• **WORK ORDER**:
In the records that follow, show each line where the word "before" is present.

• **DATA PROVIDED**:

PR #1332, opened 2017-07-14
[REEF-1831]  Setting FileSytemUrl for YarnConfiguration used in FileSystem

jwang98052:
…ystem

* Add YarnConfigurationSetUp to set FIleSystemUrl if it contains value
* Inject FileSystemUrl for reef-runtime-yarn related classes
* Set FileSystemUrl  for FileSystem

JIRA: [REEF-1831](https://issues.apache.org/jira/browse/REEF-1831)
This closes #

### DIFF
--- a/lang/java/reef-runtime-yarn/src/main/java/org/apache/reef/runtime/yarn/driver/YarnContainerManager.java
+++ b/lang/java/reef-runtime-yarn/src/main/java/org/apache/reef/runtime/yarn/driver/YarnContainerManager.java
@@ -43,7 +43,6 @@ import org.apache.reef.runtime.common.driver.resourcemanager.ResourceStatusEvent
 import org.apache.reef.runtime.common.driver.resourcemanager.RuntimeStatusEventImpl;
 import org.apache.reef.runtime.common.files.REEFFileNames;
 import org.apache.reef.runtime.yarn.client.unmanaged.YarnProxyUser;
-import org.apache.reef.runtime.yarn.driver.parameters.FileSystemUrl;
 import org.apache.reef.runtime.yarn.driver.parameters.JobSubmissionDirectory;
 import org.apache.reef.runtime.yarn.driver.parameters.YarnHeartbeatPeriod;
 import org.apache.reef.tang.InjectionFuture;
@@ -88,9 +87,7 @@ final class YarnContainerManager implements AMRMClientAsync.CallbackHandler, NMC
   private final DriverStatusManager driverStatusManager;
   private final String trackingUrl;
   private final String amRegistrationHost;
-
   private final String jobSubmissionDirectory;
-  private final String fileSystemUrl;
   private final REEFFileNames reefFileNames;
   private final RackNameFormatter rackNameFormatter;
   private final InjectionFuture<ProgressProvider> progressProvider;
@@ -99,7 +96,6 @@ final class YarnContainerManager implements AMRMClientAsync.CallbackHandler, NMC
   private YarnContainerManager(
       @Parameter(YarnHeartbeatPeriod.class) final int yarnRMHeartbeatPeriod,
       @Parameter(JobSubmissionDirectory.class) final String jobSubmissionDirectory,
-      @Parameter(FileSystemUrl.class) final String fileSystemUrl,
       final YarnConfiguration yarnConf,
       final YarnProxyUser yarnProxyUser,
       final REEFEventHandlers reefEventHandlers,
@@ -130,14 +126,11 @@ final class YarnContainerManager implements AMRMClientAsync.CallbackHandler, NMC
     this.nodeManager = new NMClientAsyncImpl(this);
 
     this.jobSubmissionDirectory = jobSubmissionDirectory;
-    this.fileSystemUrl = fileSystemUrl;
     this.reefFileNames = reefFileNames;
     this.progressProvider = progressProvider;
 
-    LOG.log(Level.INFO, "Instantiated YarnContainerManager: {0} {1}, trackingUrl: {2}, fileSystemUrl: {3}, " +
-        "jobSubmissionDirectory: {4}.",
-        new Object[] {this.registration, this.yarnProxyUser, this.trackingUrl, this.fileSystemUrl,
-            this.jobSubmissionDirectory});
+    LOG.log(Level.INFO, "Instantiated YarnContainerManager: {0} {1}, trackingUrl: {3}, jobSubmissionDirectory: {4}.",
+        new Object[] {this.registration, this.yarnProxyUser, this.trackingUrl, this.jobSubmissionDirectory});
   }
 
   /**
--- a/lang/java/reef-runtime-yarn/src/main/java/org/apache/reef/runtime/yarn/util/YarnConfigurationConstructor.java
+++ b/lang/java/reef-runtime-yarn/src/main/java/org/apache/reef/runtime/yarn/util/YarnConfigurationConstructor.java
@@ -19,20 +19,35 @@
 package org.apache.reef.runtime.yarn.util;
 
 import org.apache.hadoop.yarn.conf.YarnConfiguration;
+import org.apache.reef.runtime.yarn.driver.parameters.FileSystemUrl;
 import org.apache.reef.tang.ExternalConstructor;
+import org.apache.reef.tang.annotations.Parameter;
 
 import javax.inject.Inject;
+import java.util.logging.Level;
+import java.util.logging.Logger;
 
 /**
  * An external constructor that creates YarnConfiguration instances.
  */
 public final class YarnConfigurationConstructor implements ExternalConstructor<YarnConfiguration> {
+
+  private static final Logger LOG = Logger.getLogger(YarnConfigurationConstructor.class.getName());
+
+  private final String fileSystemUrl;
+
   @Inject
-  YarnConfigurationConstructor() {
+  YarnConfigurationConstructor(@Parameter(FileSystemUrl.class) final String fileSystemUrl) {
+    this.fileSystemUrl = fileSystemUrl;
   }
 
   @Override
   public YarnConfiguration newInstance() {
-    return new YarnConfiguration();
+    YarnConfiguration yarnConfiguration = new YarnConfiguration();
+    if (!fileSystemUrl.equals(FileSystemUrl.DEFAULT_VALUE)) {
+      yarnConfiguration.set("fs.defaultFS", fileSystemUrl);
+      LOG.log(Level.INFO, "Set fileSystemUrl in YarnConfigurationConstructor: {0}", fileSystemUrl);
+    }
+    return yarnConfiguration;
   }
 }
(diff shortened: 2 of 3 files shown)


tcNickolas:
Travis CI fails. Please fix Checkstyle violations

    [ERROR] src/main/java/org/apache/reef/runtime/yarn/util/YarnConfigurationSetUp.java:[30,1] (extension) HideUtilityClassConstructor: Utility classes should not have a public or default constructor.

    [ERROR] src/main/java/org/apache/reef/runtime/yarn/util/YarnConfigurationSetUp.java:[33] (javadoc) JavadocStyle: First sentence should end with a period.

lang/java/reef-runtime-yarn/src/main/java/org/apache/reef/runtime/yarn/util/YarnConfigurationSetUp.java
```diff
@@ -0,0 +1,48 @@
...
+import org.apache.hadoop.yarn.conf.YarnConfiguration;
+import org.apache.reef.runtime.yarn.driver.parameters.FileSystemUrl;
+
+import java.util.logging.Level;
+import java.util.logging.Logger;
+
+/**
+ * Helper class to set yarn configurations.
+ */
+public final class YarnConfigurationSetUp {
```
motus: I really don't see any value in having this class. It's just one method, and lots of the code here is not needed (e.g. exception handling). I also have a strong suspicion that we call more often than we actually should. I would much prefer a simple two lines
```java
if (!FileSystemUrl.DEFAULT_VALUE.equals(fileSystemUrl)) {
    yarnConfiguration.set("fs.defaultFS", fileSystemUrl);
}
```
right where we need it.

motus: There are other issues in this class (like suppressing an exception and not printing a stack trace) but I would just prefer to have this class deleted entirely.

lang/java/reef-runtime-yarn/src/main/java/org/apache/reef/runtime/yarn/client/uploader/JobUploader.java
```diff
@@ -39,8 +43,10 @@
 
   @Inject
   JobUploader(final YarnConfiguration yarnConfiguration,
-              final JobSubmissionDirectoryProvider jobSubmissionDirectoryProvider) throws IOException {
+              final JobSubmissionDirectoryProvider jobSubmissionDirectoryProvider,
+              @Parameter(FileSystemUrl.class) final String fileSystemUrl) throws IOException {
     this.jobSubmissionDirectoryProvider = jobSubmissionDirectoryProvider;
+    YarnConfigurationSetUp.setFileSystemUrl(yarnConfiguration, fileSystemUrl);
```
motus: So we pass YARN configuration and a filesystem URL into the `JobUploader`. I can understand that this is needed to upload files for the YARN job. What I *don't* like is that `JobUploader` actually modifies YARN configuration as a side effect. We should avoid such things even if they are harmless (like, I hope it is in this particular case).

What we should do instead is to identify *one* place where we build our `YarnConfiguration` instance (say, in Tang legacy constructor), and modify it *there*. It will lead to much fewer changes in other parts of the code.

lang/java/reef-runtime-yarn/src/main/java/org/apache/reef/runtime/yarn/driver/UploaderToJobfolder.java
```diff
@@ -54,8 +56,10 @@
 
   @Inject
   UploaderToJobFolder(@Parameter(JobSubmissionDirectory.class) final String jobSubmissionDirectory,
-                      final YarnConfiguration yarnConfiguration) throws IOException {
+                      final YarnConfiguration yarnConfiguration,
+                      @Parameter(FileSystemUrl.class) final String fileSystemUrl) throws IOException {
     this.jobSubmissionDirectory = jobSubmissionDirectory;
+    YarnConfigurationSetUp.setFileSystemUrl(yarnConfiguration, fileSystemUrl);
```
motus: Same as above: now `UploaderToJobFolder` has a side effect modifying `YarnConfiguration`. Remove that call here, update `YarnConfiguration` once immediately after instantiation.

lang/java/reef-runtime-yarn/src/main/java/org/apache/reef/runtime/yarn/driver/YarnContainerManager.java
```diff
@@ -349,6 +349,7 @@ public Object run() throws Exception {
 
       LOG.log(Level.FINE, "YARN registration: AM registered: {0}", this.registration);
 
+      YarnConfigurationSetUp.setFileSystemUrl(this.yarnConf, fileSystemUrl);
```
motus: Yet another side effect. See above.

lang/java/reef-runtime-yarn/src/main/java/org/apache/reef/runtime/yarn/util/YarnConfigurationConstructor.java
```diff
@@ -19,20 +19,39 @@
...
   @Inject
-  YarnConfigurationConstructor() {
+  YarnConfigurationConstructor(@Parameter(FileSystemUrl.class) final String fileSystemUrl) {
+    this.fileSystemUrl = fileSystemUrl;
   }
 
   @Override
   public YarnConfiguration newInstance() {
-    return new YarnConfiguration();
+    YarnConfiguration yarnConfiguration = new YarnConfiguration();
```
motus: `final`

lang/java/reef-runtime-yarn/src/main/java/org/apache/reef/runtime/yarn/util/YarnConfigurationConstructor.java
```diff
@@ -19,20 +19,39 @@
...
+    try {
+      if (!fileSystemUrl.equals(FileSystemUrl.DEFAULT_VALUE)) {
+        yarnConfiguration.set("fs.defaultFS", fileSystemUrl);
+        LOG.log(Level.INFO, "$$$$$$$$$$$Set fileSystemUrl in YarnConfigurationConstructor: {0}", fileSystemUrl);
+      }
+    } catch(Exception e) {
```
motus: What call raises an exception here? I am not sure we need that `try`/`catch` block at all.

lang/java/reef-runtime-yarn/src/main/java/org/apache/reef/runtime/yarn/util/YarnConfigurationConstructor.java
```diff
@@ -19,20 +19,39 @@
...
   }
 
   @Override
   public YarnConfiguration newInstance() {
-    return new YarnConfiguration();
+    YarnConfiguration yarnConfiguration = new YarnConfiguration();
+    try {
+      if (!fileSystemUrl.equals(FileSystemUrl.DEFAULT_VALUE)) {
+        yarnConfiguration.set("fs.defaultFS", fileSystemUrl);
+        LOG.log(Level.INFO, "$$$$$$$$$$$Set fileSystemUrl in YarnConfigurationConstructor: {0}", fileSystemUrl);
```
motus: Uh, can we remove those `$$$`'s? Also, no need to mention `YarnConfigurationConstructor` explicitly: class name will be logged anyway.

jwang98052:
@motus Good suggestion. I thought about this way, now implemented. Please look at it again. Thanks!

lang/java/reef-runtime-yarn/src/main/java/org/apache/reef/runtime/yarn/util/YarnConfigurationConstructor.java
```diff
@@ -19,20 +19,39 @@
...
   @Override
   public YarnConfiguration newInstance() {
-    return new YarnConfiguration();
+    YarnConfiguration yarnConfiguration = new YarnConfiguration();
+    try {
+      if (!fileSystemUrl.equals(FileSystemUrl.DEFAULT_VALUE)) {
+        yarnConfiguration.set("fs.defaultFS", fileSystemUrl);
+        LOG.log(Level.INFO, "Set fileSystemUrl in YarnConfigurationConstructor: {0}", fileSystemUrl);
+      }
+    } catch(Exception e) {
```
motus: Please remove that try/catch block. I don't think we throw any exceptions in this code.

jwang98052:
@motus I tested e2e on yarn with both file url set and unset. 
Just committed the change. Let's wait until AppVeyor completes.

jwang98052:
rebased

markusweimer:
Don't we have an `ExternalConstructor` for YARN's `Configuration` instance? If we put this new code there, nothing else would have to change.

lang/java/reef-runtime-yarn/src/main/java/org/apache/reef/runtime/yarn/util/YarnConfigurationConstructor.java
```diff
@@ -19,20 +19,35 @@
...
+    this.fileSystemUrl = fileSystemUrl;
   }
 
   @Override
   public YarnConfiguration newInstance() {
-    return new YarnConfiguration();
+    YarnConfiguration yarnConfiguration = new YarnConfiguration();
+    if (!fileSystemUrl.equals(FileSystemUrl.DEFAULT_VALUE)) {
+      yarnConfiguration.set("fs.defaultFS", fileSystemUrl);
+      LOG.log(Level.INFO, "Set fileSystemUrl in YarnConfigurationConstructor: {0}", fileSystemUrl);
```
markusweimer: This should probably be in `Verbose`, right?

tcNickolas:
@motus Aren't you a bit concerned about AppVeyor build failing on all branches for this change? Should at least do a rebuild to check whether the failure is a transient problem with AppVeyor or a real issue before merging

motus:
Oops, just noticed the CI status. @jwang98052 could you please take a look? Thanks!

lang/java/reef-runtime-yarn/src/main/java/org/apache/reef/runtime/yarn/util/YarnConfigurationConstructor.java
jwang98052: It is singleton and will be logged once only. Use INFO would be easy for us to know which file system is used.

jwang98052:
There is a failed CI test  FailTaskTest.testFailTaskStop:86->failOn:52 expected:<FAILED> but was:<COMPLETED>. 
Looks irrelevant to the change. I cannot repro from local. 

However, .Net release build is broken in master. I just created REEF-1833 for it. 

@tcNickolas is right, we should be really careful to make sure CI and AppVeyor build and test pass before the merge. If there is any test failures, they must be known issues.

motus:
@jwang98052 `FailTaskTest.testFailTaskStop` failure looks like a race condition. Please open a JIRA issue and document it. Indeed, it is not relevant to this PR. As for the AppVeyor failures, look what's going on there. We used to have test failures there due to AppVeyor inability to fetch some nugets (network issue?). There were other build issues described by @dougmsft - those should be fixed in current master. You can try to merge in current master and see what happens on AppVeyor.

tcNickolas:
We have seen this failure of `FailTaskTest` before, it was mentioned in comments https://issues.apache.org/jira/browse/REEF-1668 so it's not a new occurrence.

jwang98052:
@motus there is one transit test error in 2015 in AppVeyor. All others are passed.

• **RESPONSE BELOW**:
@motus Aren't you a bit concerned about AppVeyor build failing on all branches for this change? Should at least do a rebuild to check whether the failure is a transient problem with AppVeyor or a real issue before merging
@tcNickolas is right, we should be really careful to make sure CI and AppVeyor build and test pass before the merge. If there is any test failures, they must be known issues.
We have seen this failure of `FailTaskTest` before, it was mentioned in comments https://issues.apache.org/jira/browse/REEF-1668 so it's not a new occurrence.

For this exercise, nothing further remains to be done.